PROBLEM TO SOLVE:
Every line in the records below with the string "https" needs to be copied out.

ENTRIES SHOWN:
PR #3470, opened 2026-06-23
Validate logo URL input in the resource logo dialog

### LINKED ISSUE #2926: Logo URL not validated
Two issues observed in the logo URL

1. Logo URL is not validated at the point of input. It returns invalid URL upon creation from backend

Image

2. Logo URL input field has a delay in reflecting input

KD23243:
## Purpose
Custom logo URLs entered through the resource logo dialog (used in both the application create design step and the application edit header) were not checked at the point of input. Any non-empty string could be confirmed, and the only check happened on the backend at create/update time, so the failure was only reported after the user committed the change. The frontend's own URL check was also inconsistent with the backend's accepted set, and typing in the URL field felt laggy.

## Behaviour
Screenshot 2026-06-23 at 11 57 38

## Related Issue
- Fixes https://github.com/thunder-id/thunderid/issues/2926

## Implementation
- Added `isValidLogoUri` (`frontend/packages/components/src/lab/utils/isValidLogoUri.ts`), a single shared helper that mirrors the backend `IsValidLogoURI` allowlist: `http`/`https` require a non-empty host, `data`/`blob`/`emoji` are accepted, no-scheme values must be absolute paths, and all other schemes are rejected.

SOLUTION TO THE EXERCISE:
- Fixes https://github.com/thunder-id/thunderid/issues/2926
- Added `isValidLogoUri` (`frontend/packages/components/src/lab/utils/isValidLogoUri.ts`), a single shared helper that mirrors the backend `IsValidLogoURI` allowlist: `http`/`https` require a non-empty host, `data`/`blob`/`emoji` are accepted, no-scheme values must be absolute paths, and all other schemes are rejected.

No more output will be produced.